Much of the life that remains in Tyre takes place in the city’s Christian enclave by the seaside, the only area that has not been included in the evacuation warnings. There, Christian residents mix with Shiites from other parts of the city who have slept in cars or city-run shelters.

Inside one broken-down school bus, 7-year-old Jana Fadi Muhana looked up when she heard the thud from Israeli strikes one recent afternoon.

“There’s a sound! There’s a sound!” she cried out. She paused, looked to the bus door, which was jammed shut, and then asked her sister to pull her out through the driver’s side window and take her to their mother.

“Sometimes she collapses or cries when she hears the planes and the drones,” her father, Fadi Muhana, 50, muttered as he stood nearby.
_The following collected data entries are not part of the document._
PR #924, opened 2026-07-31
feat(versioning): self-describing decode of version-divergent dynamic-field values

Bridgerz:
**PR 2 of the dynamic package-version framework**, stacked on #923 (PR 1).

## What

Makes the node's decode of on-chain dynamic-field values **version-aware** wherever a slot's stored type can change across package upgrades — starting with the TOB nonce-cert buckets (`EpochCertsV1` → `StampedEpochCertsV1`).

- **`onchain::versioned_decode`** — reads a dynamic field's on-chain `value_type` and identifies its layout (`TobCertLayout::{Bare, Stamped}`) instead of assuming a single Rust type. Decode follows what the chain actually reports.
- **Gated in `fetch_epoch_certs`** — adds `value_type` to the read mask and checks the layout before decoding. The bucket structs are BCS-identical, so this single gate covers every cert protocol type; a `Stamped` bucket is rejected with a clear "upgrade required" error instead of misparsing its stamped linked-table nodes downstream.

## Why value-type dispatch

Decoding by the field's actual on-chain type — rather than a global "are we on v2 yet" flag — is **self-describing and transition-safe**: during an upgrade a mix of pre- and post-flip bucket layouts is each decoded correctly, with no dependency on a flag staying in lockstep with per-bucket reality. It complements PR 1: the active-version gate halts *writes* when the chain is ahead of the binary; this makes *reads* fail loud rather than wrong.

## How the nonce-cert window work plugs in

The reverted #841 re-lands on top: its `StampedEpochCertsV1` maps to `TobCertLayout::Stamped`, and the re-land fills in the node-level stamped decode (against real data) and declares its types at `PACKAGE_VERSION = 2`. `MoveType::PACKAGE_VERSION` remains the per-type version marker used on the write side.

## Test

`cargo test -p hashi --lib onchain` (40 pass, incl. 3 new dispatch cases); `clippy --all-targets -D warnings` and `fmt --check` clean.

### DIFF
--- a/crates/hashi-types/src/move_types/mod.rs
+++ b/crates/hashi-types/src/move_types/mod.rs
@@ -89,15 +89,13 @@ impl PackageVersions {
 ///    with the version that introduced them; existing types keep theirs
 ///    forever — never renumber (a Move type's defining address never
 ///    changes across upgrades).
-/// 3. To identify tags: use [`matches`] where a [`PackageVersions`] is in
-///    hand (event routing); use [`MODULE_NAME`] for name-keyed dispatch
-///    where the chain already reports a value's concrete type — see
-///    `hashi::onchain::versioned_decode`, and read its module doc before
-///    adding an address check there.
+/// 3. To identify tags, use [`matches`]: the full tag — defining package
+///    address included — must match the mirror, so a same-name type from a
+///    foreign package is rejected rather than trusted.
 /// 4. If the new type replaces what a dynamic-field slot holds (a v2 type
-///    in the same bucket), wire its name into the `versioned_decode`
-///    dispatch. Readers fail loudly on names they do not implement; they
-///    never guess a layout.
+///    in the same bucket), wire it into the dispatch in
+///    `hashi::onchain::versioned_decode`. Readers fail loudly on types they
+///    do not implement; they never guess a layout.
 ///
 /// The package-wide version the *tree* ships as is a separate axis: see the
 /// `PACKAGE_VERSION` doc in `packages/hashi/sources/core/versioning.move`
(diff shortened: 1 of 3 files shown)


crates/hashi-types/src/move_types/mod.rs
```diff
@@ -879,6 +913,23 @@ pub struct EpochCertsV1 {
...
+impl MoveType for EpochCertsV1 {
+    const MODULE: &'static str = "tob";
+    const NAME: &'static str = "EpochCertsV1";
+}
+
+/// Marker for the Move hashi::tob::StampedEpochCertsV1 type, which the v2
+/// package introduces (the stamped nonce-cert line of work). Identification
+/// only: this build recognizes the type but does not decode its stamped
+/// linked-table nodes; the mirror gains fields when that support lands.
+pub struct StampedEpochCertsV1;
```
bmwill, line 922: was this type already added?

crates/hashi/src/onchain/versioned_decode.rs
```diff
@@ -0,0 +1,125 @@
...
+    /// `tob::StampedEpochCertsV1` — nodes carry a timestamp. Decoding it
+    /// requires binary support for the stamped types (the nonce dealer-cert
+    /// window work); a build without them identifies the layout but must not
+    /// attempt to decode its nodes.
+    Stamped,
+}
+
+impl TobCertLayout {
+    /// Identify the bucket layout from its on-chain value type.
+    pub fn from_struct_tag(tag: &StructTag) -> Result<Self> {
```
bmwill: i'd probably also include a PackageVersion in here to match how we handle this for MoveType. In fact you may want to just reuse the logic from MoveType trait instead of replicating this here.

crates/hashi-types/src/move_types/mod.rs
Bridgerz: Not yet — it's a forward marker for the type the v2 upgrade introduces (@zhouwfang's incoming 953). It's identification-only: no fields, no decode. With your matches() suggestion applied it's now load-bearing — PACKAGE_VERSION = 2 resolves the v2 address once published, and until then a stamped tag fails as a clean unknown-type error rather than a misdecode.

bmwill (approved):

PR #929, opened 2026-08-01
Give the nonce equivocation guard a store fallback

zhouwfang:
MystenLabs/hashi#193 MystenLabs/hashi#531

### DIFF
--- a/crates/hashi/src/mpc/mpc_except_signing.rs
+++ b/crates/hashi/src/mpc/mpc_except_signing.rs
@@ -360,7 +360,7 @@ impl MpcManager {
             _ => None,
         };
         let existing =
-            self.get_dealer_messages(request.messages.protocol_type(), &sender, batch_index);
+            self.accepted_dealer_messages(request.messages.protocol_type(), &sender, batch_index)?;
         if let Some(existing_messages) = existing {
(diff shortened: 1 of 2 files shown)


crates/hashi/src/mpc/mpc_except_signing.rs
```diff
@@ -5823,6 +5827,49 @@ impl MpcManager {
...
+                .map_err(|e| MpcError::StorageError(e.to_string()))?
+                .map(Messages::Dkg),
+            ProtocolTypeIndicator::KeyRotation => self
+                .public_messages_store
+                .get_rotation_messages(epoch, dealer)
+                .map_err(|e| MpcError::StorageError(e.to_string()))?
+                .map(Messages::Rotation),
+            ProtocolTypeIndicator::NonceGeneration => {
+                let Some(batch_index) = batch_index else {
+                    return Ok(None);
```
benr-ml: why not an error? it should never happen

benr-ml (approved):

crates/hashi/src/mpc/mpc_except_signing.rs
zhouwfang: Yes, it is unreachable.

PR #931, opened 2026-08-03
[Guardian] [2/3] Preserve versioned log records

mskd12:
Stacked on #904.

## Summary

- Preserve each record’s exact `LogEntry` and `VersionedLogMessage` through validation and `VerifiedLogRecord` instead of normalizing verified logs to the writer-facing schema.
- Remove the broad V1-to-V2 conversion APIs. Readers accept `LogMessageV1` and `LogMessageV2` explicitly at their consumption boundaries; only the genuinely different legacy KP-share payload keeps a narrow conversion.
- Make `LogRecord::validate` non-consuming and keep unchecked entry extraction explicit.
- Co-locate verified session and record types with the S3 reader so verified records can retain their exact versioned entries.
- Update guardian, proxy, and monitor consumers to handle versioned entries explicitly.

## Local validation

- `make fmt`

### DIFF
--- a/crates/hashi-guardian/src/s3_reader.rs
+++ b/crates/hashi-guardian/src/s3_reader.rs
@@ -15,7 +15,6 @@ use crate::s3_client::GuardianS3Client;
 use crate::s3_client::HistoryCheck;
 use crate::s3_client::LockCheck;
 use hashi_types::guardian::s3_utils::S3HourScopedDirectory;
-use hashi_types::guardian::time_utils::UnixMillis;
 use hashi_types::guardian::time_utils::UnixSeconds;
 use hashi_types::guardian::BuildPcrs;
 use hashi_types::guardian::CeremonyLogMessage;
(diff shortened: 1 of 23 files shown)


crates/hashi-guardian/src/s3_reader.rs
```diff
@@ -309,13 +264,17 @@ impl GuardianReader {
...
             .await?;
         let record = self.cache.verify_record(&self.s3, record).await?;
-        self.enforce_build_policy(build_policy, &record.build_pcrs)?;
-        let session_id = record.session_id;
-        let LogMessage::KpShareState(msg) = record.message else {
-            return Err(InvalidS3Log(format!("expected a kp-shares log at {key}")));
+        self.enforce_build_policy(build_policy, record.build_pcrs())?;
+        let session_id = record.entry().session_id().clone();
+        let msg = match record.into_entry().into_message() {
+            VersionedLogMessage::V1(LogMessageV1::KpShareState(msg)) => (*msg).try_into()?,
```
dlukegordon: If V1 KP-share conversion fails, this returns InvalidInputs, even though the bad data came from S3. Please map the conversion error to InvalidS3Log, as the previous conversion code did.

dlukegordon (approved):

crates/hashi-guardian/src/s3_reader.rs
mskd12: Fixed. V1 KP-share conversion failures are now mapped to InvalidS3Log, preserving the previous S3 error classification.

PR #915, opened 2026-07-30
[hashi-monitor][2/2] Add Sui polling for active testnet

mskd12:
## Summary

- add checkpoint-bounded Sui v2 `ListEvents` polling with exact timestamp bracketing, resumable cursors, progress logs, retries, and smaller-range fallback
- decode withdrawal approvals and timestamped `DepositApproved` events according to the security policy established in #933
- search a configurable withdrawal-predecessor lookback while auditing deposits over the complete derived Sui range
- align monitor YAML and AWS credential resolution with Guardian Init, and include the active-testnet PCRs, deployment configuration, and runbook
- read only successful Guardian withdrawal records and log progress across the hourly S3 partitions
- support hosted Bitcoin JSON-RPC headers, bounded batching, rate-limit retries, progress logs, and per-pass confirmation caching
- make continuous mode catch up immediately and make batch runs fail if source boundaries are not reached
- use one UTC RFC 3339 format for CLI timestamps and monitor fields, including readable `late_by` durations and explicit diagnostics for unfinished Guardian hourly partitions
- log E1, E2, and E3 timestamps plus signed consecutive-event durations when a withdrawal flow completes
- identify missing withdrawal and deposit events by WID or Bitcoin outpoint, while keeping expected intermediate states out of warning-level logs
- tune the active-testnet predecessor lookback and withdrawal timing bounds from observed traffic

Builds on the security-critical state-machine, finding-classification, deposit-selection, reapproval, and temporary Object Lock bypass behavior merged in #933.

## Validation

- `make fmt`
- `cargo check`
- active-testnet batch audit completed across Sui, Guardian S3, and Bitcoin Signet
- continuous catch-up retained a late Guardian event, reported its liveness finding, confirmed Bitcoin, and completed the withdrawal
- transient Sui deadline retry and range splitting observed live
- seven-day continuous active-testnet catch-up launched on a persistent remote host

PR #933, opened 2026-08-03
[hashi-monitor][1/2] Define security-critical monitor behavior

mskd12:
## Summary

- retain structurally valid late events after reporting their timing findings so later validation still runs
- return zero or more `MonitorFinding` values from ingestion, preserving every violated expectation without representing successful mutation as an operational error
- classify predecessor findings as safety and successor findings as liveness, logging safety at `ERROR` and liveness at `WARN` without terminating the monitor
- audit Sui `DepositApproved` events against their Bitcoin predecessors
- accept legitimate reapprovals for the same outpoint and retain the earliest approval for the strictest timing check
- identify deposits by their complete Bitcoin outpoint `(txid, vout)`
- add the temporary process-wide `HASHI_SKIP_S3_OBJECT_LOCK_CHECK` escape hatch for expired legacy testnet locks while retaining signature, PCR, signed-key, and S3 history validation

The predecessor classification carries a TODO to perform a focused Sui history search before reporting a missing predecessor, since a too-small configured lookback can otherwise cause a false safety finding.

The Object Lock escape hatch is explicitly tagged `TODO(testnet-wipe)` and should be removed after the planned testnet wipe.

This is the security-critical base of the monitor testnet-readiness stack. PR #915 is stacked on top with Sui and Bitcoin RPC integration and the remaining operational changes.

## Local verification

- `make fmt`


crates/hashi-monitor/README.md
```diff
@@ -11,7 +11,9 @@ Audits the cross-system bridge flow on two parallel tracks.
 
 ### Deposits (BTC → Sui)
 - **E1**: Deposit confirmed on Bitcoin.
-- **E2**: `DepositConfirmed` on Sui.
+- **E2**: `DepositApproved` on Sui. The monitor checks the committee's
```
benr-ml: just
```suggestion
- **E2**: `DepositApproved` on Sui. 
```

benr-ml (approved):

By the time the family decided to leave their house, the shelters had filled up, so his boss lent him the bus to sleep in after the restaurant where he worked shuttered.

“What can we do? Where can we go?” Mr. Muhana said.
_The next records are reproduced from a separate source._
PR #937, opened 2026-08-03
Pick the key-generation cert bucket from committee history

zhouwfang:
MystenLabs/hashi#918

### DIFF
--- a/crates/hashi/src/communication/sui_tob.rs
+++ b/crates/hashi/src/communication/sui_tob.rs
@@ -159,12 +159,24 @@ pub async fn fetch_key_generation_certificates(
     onchain_state: &OnchainState,
     epoch: u64,
 ) -> Result<Vec<(Address, CertificateV1)>, TobError> {
-    let rotation =
-        fetch_certificates(onchain_state, epoch, None, ProtocolType::KeyRotation).await?;
-    if !rotation.is_empty() {
-        return Ok(rotation);
+    let earliest_committee_epoch = onchain_state.earliest_committee_epoch();
+    let protocol_type = key_generation_protocol(earliest_committee_epoch, epoch);
+    let certificates = fetch_certificates(onchain_state, epoch, None, protocol_type).await?;
+    if certificates.is_empty() {
+        tracing::warn!(
+            "epoch {epoch}: no key-generation certificates in the {protocol_type:?} bucket \
+             (earliest committee epoch {earliest_committee_epoch:?})"
+        );
     }
-    fetch_certificates(onchain_state, epoch, None, ProtocolType::Dkg).await
+    Ok(certificates)
+}
+
+fn key_generation_protocol(earliest_committee_epoch: Option<u64>, epoch: u64) -> ProtocolType {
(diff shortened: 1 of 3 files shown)


crates/hashi/src/communication/sui_tob.rs
```diff
@@ -159,12 +159,24 @@ pub async fn fetch_key_generation_certificates(
...
 ) -> Result<Vec<(Address, CertificateV1)>, TobError> {
-    let rotation =
-        fetch_certificates(onchain_state, epoch, None, ProtocolType::KeyRotation).await?;
-    if !rotation.is_empty() {
-        return Ok(rotation);
+    let earliest_committee_epoch = onchain_state.earliest_committee_epoch();
+    let protocol_type = key_generation_protocol(earliest_committee_epoch, epoch);
+    let certificates = fetch_certificates(onchain_state, epoch, None, protocol_type).await?;
+    if certificates.is_empty() {
+        tracing::warn!(
```
benr-ml, line 166: why warn? strange that it warns but returns OK

crates/hashi/src/onchain/mod.rs
```diff
@@ -385,6 +385,27 @@ impl OnchainState {
         self.state().hashi.committees.epoch()
     }
 
+    pub(crate) fn earliest_committee_epoch(&self) -> Option<u64> {
+        self.state()
+            .hashi
+            .committees
+            .committees()
```
benr-ml, line 392: so this stores **all** committees? how would we sync new nodes?

crates/hashi/src/communication/sui_tob.rs
zhouwfang: Fair, it probably should be an error. The trouble is, absent and empty come from the same listing, so neither is more reliable, and a lagging one can return a truncated prefix that neither would catch. I'd rather fix that properly than two thirds of it.

crates/hashi/src/onchain/mod.rs
zhouwfang: Yeah, all of them, and a new node pages the lot at boot. It matters here because I derive DKG-vs-rotation from the map's minimum, so the oldest committee has to stay forever. Prune it and that one starts reading as DKG. Committee.config is probably the better home, but it's a Move change so a separate PR.

benr-ml: it sounds unnecessarily expensive - why do we care about more than 2-3 committees back? for the current epoch I only care about the current committee and the last one

zhouwfang: Right, only this read needs the full history: the rest stops at three, and it degrades silently rather than erroring if you go tighter. The fix is to stamp the bit per epoch instead of deriving it, then cap. Separate PR.

benr-ml (approved):

crates/hashi/src/communication/sui_tob.rs
zhouwfang: Followup: #961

Down the road, Yousef Ghafary cut through plywood in his carpentry shop, among the only businesses open on the street. A Christian whose family has lived in Tyre for generations, Mr. Ghafary said that Tyre’s minority Christian and Sunni Muslim residents had been tightly integrated with its Shiite population for decades.

But the war has strained that delicate social fabric. Many Christians now decline invitations from their Shiite friends for fear that they could become collateral damage in Israeli attacks targeting Shiites.

“You know they are the ones under threat, and you worry about exposing yourself to it by being with them,” Mr. Ghafary said.

“I just don’t see an end to this war,” he added."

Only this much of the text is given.